Who's the Customer? Are your priorities set right?


Okay, I’ll say it again, “Who’s the Customer?”  Should I repeat it?  It is a simple thought.  Did I get you to drill down to whomever consumes the product / service / or information?  I may have.  If not, then good, because there are many customers to satisfy, with the primary one being the end consumer.

In this blog entry I want to emphasize the support needed from management to provide the product / service / or information to the consumer through VA (value added) activities.  Along with the VA there are many NVA (non-value added) activities.  Then there is the in between, the gray area, the “incidental work”.  It is NVA but essential in conducting the business.  I am not going to define each here because that is not the purpose of this blog entry.  I will, however, defer you to this link should you have questions:  Where to Begin with Lean: A3 Analysis” by James Womack

Value is added at the contact point of the product / service / or information.  As the contact point proceeds through the process, it carries the same level of importance at each VA activity.  When that activity is upset in any way, it now becomes the focus, to resolve whatever issues that made it go awry.  This is where the accountability board needs to be placed to log the issue and to assign a time and date, along with who is accountable, to permanently correct it.  Supervisor Gemba walks need to frequent these boards (along with shift pre-start meetings at these boards) to understand missed timing and to get things on track through problem solving countermeasures.  The department manager needs to daily Gemba walk these boards (and initialing), making sure there are no barriers to resolution and to verify accountability (that the countermeasure is in process or completed).  The department manager also enhances any countermeasures or ads to the supervisor countermeasures, along with answering to upper management as to how this happened.  Upper management needs to Gemba walk these boards weekly to assure adequate resources were given, accountability has been met, and that permanent corrective action is in place.  This is what industry terms "leader standardized work".

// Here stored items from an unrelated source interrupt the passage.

PR #664, opened 2023-04-19
add specification for lrzip

armijnhemel:
This PR adds a specification for the lrzip format. It *mostly* works, except that if there is a trailing MD5 sum it isn't easy to automatically recognize it because it is necessary to first find out where the data ends and propagate that (and I don't know how to do that cleanly with instances).

Also, this one will not work with very big files, as I was too lazy to implement something like `b40le`, `b48le` and `b56le`, so there is still room for improvement.

### DIFF
--- a/archive/lrzip.ksy
+++ b/archive/lrzip.ksy
@@ -1,0 +1,149 @@
+meta:
+  id: lrzip
+  title: lrzip 0.6
+  file-extension: lrz
+  license: CC0-1.0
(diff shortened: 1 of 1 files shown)


KOLANICH:
I guess

```yaml
switch-on: byte_width
cases:
  1: u1
  2: u2
  3: b24le
  4: u4
  8: u8
```

can be an own type.

PR #665, opened 2023-04-20
add specification for SerpentOS .stone files

armijnhemel:
This PR adds a parser for the `.stone` packaging format used in SerpentOS (a fairly new Linux distribution). I only found one file to test with in their latest ISO (only containing metadata), so there isn't much beyond structural parsing.

### DIFF
--- a/archive/stone.ksy
+++ b/archive/stone.ksy
@@ -1,0 +1,69 @@
+meta:
+  id: stone
+  title: SerpentOS Stone
+  license: Zlib
+  endian: be
+doc-ref: <https://github.com/serpent-os/libmoss/blob/841a6d67/source/moss/format/binary/archive_header.d>
+seq:
+  - id: header
+    type: header
+    size: 32
+  - id: payloads
+    type: payload
+    repeat: expr
+    repeat-expr: header.num_payloads
+types:
+  header:
+    seq:
+      - id: signature
+        contents: [0, 0x6d, 0x6f, 0x73]
+      - id: num_payloads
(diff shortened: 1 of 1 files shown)


armijnhemel:
Well, found some more files to test with, so I will go back to the drawing board first:

https://dev.serpentos.com/pool/b/bash/

KOLANICH (approved):

KOLANICH:
>`be`
>in 2021, when the only sensible endian (`le`) is mainstream

:facepalm:

armijnhemel:
> > `be`
> > in 2021, when the only sensible endianness (`le`) is mainstream in hardware
> 
> facepalm

Yet the format uses `be`

armijnhemel:
> Well, found some more files to test with, so I will go back to the drawing board first:
> 
> https://dev.serpentos.com/pool/b/bash/

It seems that `zstd` is not universally supported by `kaitai-compress` so I will leave this one as it is right now.

archive/stone.ksy
```diff
@@ -0,0 +1,69 @@
+meta:
+  id: stone
+  title: SerpentOS Stone
+  license: Zlib
+  endian: be
+doc-ref: <https://github.com/serpent-os/libmoss/blob/841a6d67/source/moss/format/binary/archive_header.d>
```
generalmimon, line 6:
```suggestion
doc-ref: https://github.com/serpent-os/libmoss/blob/841a6d67/source/moss/format/binary/archive_header.d
```

PR #666, opened 2023-04-23
add specification for Qt translation files

armijnhemel:
This PR adds a fairly minimal specification for Qt translation files. It is not complete and misses a few things:

* processors for sourcetext16 and context16. I could not find any test files that have these tags
* processor for the hashes section

What also doesn't work correctly is correctly processing the translation. Currently I am simply returning a byte array for translations, but it should be a string, almost certainly `utf-16be`.

### DIFF
--- a/database/qt_translation.ksy
+++ b/database/qt_translation.ksy
@@ -1,0 +1,92 @@
+meta:
+  id: qt_translation
+  title: Qt Translation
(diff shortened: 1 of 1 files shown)


KOLANICH (approved):
maybe `qt_qm`?

PR #668, opened 2023-04-29
add specification for netgear .chk files

armijnhemel:
This PR adds a specification for Netgear `.chk` files. It is a fairly simple format: a header specifying some meta information and lengths, followed by data. The checksums in the header are computed using a Netgear specific method.


KOLANICH:
I guess you can try to implement checksumming in KS using my impls of various checksums (#623, #624, #625) as a base.

PR #671, opened 2023-05-02
add specification for Fullhan .FLS files

armijnhemel:
A fairly simple file format for a Chinese brand of IP cameras. Basically it is a header, with a number of entries, each containing a name, offset and length and then data. I don't know what each field means, so there is also a big chunk of "unknown". The header also contains two names, which I *think* refer to a model and submodel, or a chip and a board, or something like that. I could not find reliable information about that.

### DIFF
--- a/firmware/fullhan_fls.ksy
+++ b/firmware/fullhan_fls.ksy
@@ -1,0 +1,53 @@
+meta:
+  id: fullhan_fls
+  title: Fullhan FLS
+  license: CC0-1.0
+  endian: le
+  encoding: UTF-8
+doc: |
+  Test files:
+  - https://www.nvripc.com/new-chinese-ip-camera-firmwares-update/
+  - https://www.herospeed.net/hs/ipc_test/fuhan/
+seq:
+  - id: header
+    type: header
+  - id: entries
+    type: entry
+    repeat: expr
+    repeat-expr: header.num_entries
+  - id: data
+    size: header.len_file - ofs_data
+    type: dummy
+instances:
+  ofs_data:
+    value: header._sizeof + header.num_entries * sizeof<entry>
+types:
+  dummy: {}
+  header:
+    seq:
+      - id: model
+        size: 8
+        type: strz
+      - id: submodel
+        size: 8
+        type: strz
+      - id: len_file
+        type: u4
+      - id: num_entries
+        type: u4
+  entry:
+    seq:
+      - id: name
+        size: 128
+        type: strz
+      - id: len_data
+        type: u4
+      - id: ofs_data
+        type: u4
+      - id: unknown
+        size: 120
+    instances:
+      data:
+        io: _root.data._io
+        pos: ofs_data - _root.ofs_data
+        size: len_data


armijnhemel:
It seems like other (cheap) brands are also using this file format, so I guess that it is not specific to Fullhan. What should we rename it to?

KOLANICH:
https://github.com/kaitai-io/kaitai_struct/issues/1031 should be related.

KOLANICH:
```yaml
meta:
  id: fullhan_fls
  title: Fullhan FLS
  license: CC0-1.0
  endian: le
  encoding: UTF-8
doc: |
  Test files:
  - https://www.nvripc.com/new-chinese-ip-camera-firmwares-update/
  - https://www.herospeed.net/hs/ipc_test/fuhan/
seq:
  - id: header
    type: header
  - id: blob
    size: header.len_file - sizeof<header>
    type: body
types:
  header:
    seq:
      - id: model
        size: 8
        type: strz
      - id: submodel
        size: 8
        type: strz
      - id: len_file
        type: u4
      - id: num_entries
        type: u4
  body:
    seq:
      - id: entries
        type: entry
        repeat: expr
        repeat-expr: _root.header.num_entries
      - id: blob_area
        size-eos: true
        type: dummy
    instances:
      lea_blob_area:
        -affected-by: 84
        #value: entries._sizeof
        value: _root.header.num_entries * sizeof<entry>
      lea_lea_blob_area_global:
        value: sizeof<header> + lea_blob_area
    types:
      dummy: {}
      entry:
        seq:
          - id: name
            size: 128
            type: strz
          - id: len_data
            type: u4
          - id: ofs_data
            type: u4
          - id: unknown
            size: 120
        instances:
          offs_base_blob_area:
            -affected-by: 1031
            value: ofs_data - _parent.lea_lea_blob_area_global
          data:
            -affected-by: 1031
            io: _parent.blob_area._io
            pos: offs_base_blob_area
            size: len_data
```

firmware/fullhan_fls.ksy
```diff
@@ -0,0 +1,53 @@
+meta:
+  id: fullhan_fls
+  title: Fullhan FLS
```
generalmimon, line 3:
```suggestion
meta:
  id: fullhan_fls
  title: Fullhan FLS
  file-extension: fls
```

firmware/fullhan_fls.ksy
```diff
@@ -0,0 +1,54 @@
...
+  file-extension: fls
+  license: CC0-1.0
+  endian: le
+  encoding: UTF-8
+doc: |
+  Test files:
```
generalmimon, line 9: Thanks for declaring where to find test files (I'll check them out), but I think `/doc` should also include some general description of the format. You put the .ksy spec in the `firmware` directory, which suggests that the format is somehow firmware-related, but anything beyond that is left to the reader to guess. I guess it's a firmware update format of IP cameras of a certain brand Fullhan? At least one or two sentences would go a long way for someone not knowing the purpose of the format or perhaps trying to find a .ksy spec for it via certain keywords.

PR #675, opened 2023-05-18
bugfix extended timestamp zip.ksy

proukornew:


armijnhemel:
I can confirm that this is indeed a problem. Attached is a minimal test file.

[test.zip](https://github.com/kaitai-io/kaitai_struct_formats/files/11523156/test.zip)

PR #676, opened 2023-06-06
elf: fix naming warnings

avaunit02:
when I compile `elf.ksy` I get a load of warnings about the naming of `program_header_entry_size`, `section_header_entry_size`, `qty_program_header`, `qty_section_header`

this PR renames those fields to fix the warnings (to match what's in the style guide)

### DIFF
--- a/executable/elf.ksy
+++ b/executable/elf.ksy
@@ -299,16 +299,16 @@ types:
       - id: e_ehsize
         type: u2
       # e_phentsize
-      - id: program_header_entry_size
+      - id: len_program_headers
         type: u2
       # e_phnum
-      - id: qty_program_header
+      - id: num_program_headers
         type: u2
       # e_shentsize
-      - id: section_header_entry_size
+      - id: len_section_headers
         type: u2
       # e_shnum
-      - id: qty_section_header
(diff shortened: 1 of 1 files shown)


GreyCat:
@avaunit02 Thanks a lot for this contribution, looks good to me, merged!

executable/elf.ksy
```diff
@@ -703,23 +703,23 @@ types:
...
         type: program_header
         repeat: expr
-        repeat-expr: qty_program_header
+        repeat-expr: num_program_headers
       section_headers:
         pos: section_header_offset
-        size: section_header_entry_size
+        size: len_section_headers
         type: section_header
         repeat: expr
```
generalmimon, line 714: This renaming is actually misleading - the old `section_header_entry_size` correctly suggested that the field specifies the size of **one** entry, whereas the new `len_section_headers` name incorrectly indicates that it's the total size of all entries, which is not true.

Note that the compiler naming suggestions are pretty crude, taking none of these semantics into account; they can also easily be contradictory, e.g. if you have a `num_*` field that you use in two different `repeat-expr`s. So we always have to think about whether the suggested names make sense.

Let us refocus from leader standardized work back onto the customer and priorities. Look at just the VA activities from the beginning to the end of the process.  The people performing these activities are your internal customers.  Can you prioritize which of these customers is the most important?  If you have a normal, stable process, one that is on track, the answer is “no”.  If something has upset the VA activity anywhere along the value stream, then that activity or customer takes priority.

The point I want to make is, the further away from the VA activity, with respect to your own activities, the more you become “support” to the internal customer that needs help.  Many times people will say they need to finish a report or take care of a broken sink (something to that affect).  How is that aligned to the True North of customer satisfaction?  So what are your priorities?  It should be any VA activity that needs help, at any time.  We are all service to that end.  Once the process is again stable, then we can re-direct some of our energy to the incidental work, and never to the waste unless we intend to eliminate it.

Management needs to step back and observe, asking “are we satisfying the system or the customer?”  Too many times I see we have layered on processes or reasons to do things for the sake of the system, and the customer ends up suffering whether they are internal or external.  The sad part is, we never see the suffering of the internal customer because we maintain our silos first, rather than aligning our activities to the internal customer needs, which intern are aligned to the value stream of needs including that of the end user.  This is why people preach that you need to understand your process, inputs, outputs, and to identify bottlenecks in the process.  This is where we VA, which ends up adding waste if problems are not addressed.

So I will ask again.  Who’s the customer?  Are your priorities set right?